■ **What you need to do**:
Return the complete listing that follows, with each line reproduced exactly.

■ **Supplied data**:
PR #140, opened 2016-11-16
Drop not supported events

janisz:


janisz:
Results of synthetic benchmark with 400MB of real events.

```
$ git co master && go test -bench=BenchmarkWebHandler -benchtime=10s ./web -test.benchmem  > old.txt && git co fixes/\#139/drop_not_supported_events  && go test -bench=BenchmarkWebHandler -benchtime=10s ./web -test.benchmem  > new.txt && benchcmp old.txt new.txt

benchmark                 old ns/op     new ns/op     delta
BenchmarkWebHandler-4     808854977     690828083     -14.59%

benchmark                 old allocs     new allocs     delta
BenchmarkWebHandler-4     2628254        1900092        -27.71%

benchmark                 old bytes     new bytes     delta
BenchmarkWebHandler-4     374338713     276159748     -26.23%

```

<details>
Benchmark does only test change in handling events. Does not include speed up with less events pushed to event queue and processing them. More details could be find here https://gist.github.com/janisz/9db4d50fc09f2eba81781af8dbc26a03
```go
package web

import (
	"bytes"
	"net/http/httptest"
	"testing"
	"os"
	"bufio"
	"net/http"
	"io"
)

func BenchmarkWebHandler(b *testing.B) {

	// given
	queue := make(chan event)
	handler := newWebHandler(queue)
	f, err := os.Open("events.jsons")
	if err != nil {
		b.Fatal(err)
	}
	eventsReader := bufio.NewReader(f)

	go func() {
		for {
			<-queue
		}
	}()

	events := make([]*http.Request, 0, 3634)
	for {
		event, _, err := eventsReader.ReadLine()

		if err == io.EOF {
			break
		}
		if err != nil {
			b.Fatal(err)
		}
		req, _ := http.NewRequest("POST", "/events", bytes.NewBuffer(event))
		events = append(events, req)
	}

	b.ResetTimer()
	for i := 0; i < b.N; i++ {
		for _, event := range events {
			handler.Handle(httptest.NewRecorder(), event)
		}
	}
}
```
</details>

kamilchm:
It would be good to replace it with implementation of https://github.com/mesosphere/marathon/issues/4637 and use in the future.

PR #142, opened 2016-11-18
Parse event timestamp and add more events metrics

janisz:


metrics/metrics.go
```diff
@@ -24,6 +24,11 @@ func Mark(name string) {
 	meter.Mark(1)
 }
 
+func Histogram(name string, value int64) {
+	histogram := metrics.GetOrRegisterHistogram(name, metrics.DefaultRegistry, metrics.NewExpDecaySample(1028, 0.015))
```
adamdubiel: should we remove histograms in favor of gauge?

■ **Answer to this problem**:
PR #140, opened 2016-11-16
Drop not supported events

janisz:


janisz:
Results of synthetic benchmark with 400MB of real events.

```
$ git co master && go test -bench=BenchmarkWebHandler -benchtime=10s ./web -test.benchmem  > old.txt && git co fixes/\#139/drop_not_supported_events  && go test -bench=BenchmarkWebHandler -benchtime=10s ./web -test.benchmem  > new.txt && benchcmp old.txt new.txt

benchmark                 old ns/op     new ns/op     delta
BenchmarkWebHandler-4     808854977     690828083     -14.59%

benchmark                 old allocs     new allocs     delta
BenchmarkWebHandler-4     2628254        1900092        -27.71%

benchmark                 old bytes     new bytes     delta
BenchmarkWebHandler-4     374338713     276159748     -26.23%

```

<details>
Benchmark does only test change in handling events. Does not include speed up with less events pushed to event queue and processing them. More details could be find here https://gist.github.com/janisz/9db4d50fc09f2eba81781af8dbc26a03
```go
package web

import (
	"bytes"
	"net/http/httptest"
	"testing"
	"os"
	"bufio"
	"net/http"
	"io"
)

func BenchmarkWebHandler(b *testing.B) {

	// given
	queue := make(chan event)
	handler := newWebHandler(queue)
	f, err := os.Open("events.jsons")
	if err != nil {
		b.Fatal(err)
	}
	eventsReader := bufio.NewReader(f)

	go func() {
		for {
			<-queue
		}
	}()

	events := make([]*http.Request, 0, 3634)
	for {
		event, _, err := eventsReader.ReadLine()

		if err == io.EOF {
			break
		}
		if err != nil {
			b.Fatal(err)
		}
		req, _ := http.NewRequest("POST", "/events", bytes.NewBuffer(event))
		events = append(events, req)
	}

	b.ResetTimer()
	for i := 0; i < b.N; i++ {
		for _, event := range events {
			handler.Handle(httptest.NewRecorder(), event)
		}
	}
}
```
</details>

kamilchm:
It would be good to replace it with implementation of https://github.com/mesosphere/marathon/issues/4637 and use in the future.

PR #142, opened 2016-11-18
Parse event timestamp and add more events metrics

janisz:


metrics/metrics.go
```diff
@@ -24,6 +24,11 @@ func Mark(name string) {
 	meter.Mark(1)
 }
 
+func Histogram(name string, value int64) {
+	histogram := metrics.GetOrRegisterHistogram(name, metrics.DefaultRegistry, metrics.NewExpDecaySample(1028, 0.015))
```
adamdubiel: should we remove histograms in favor of gauge?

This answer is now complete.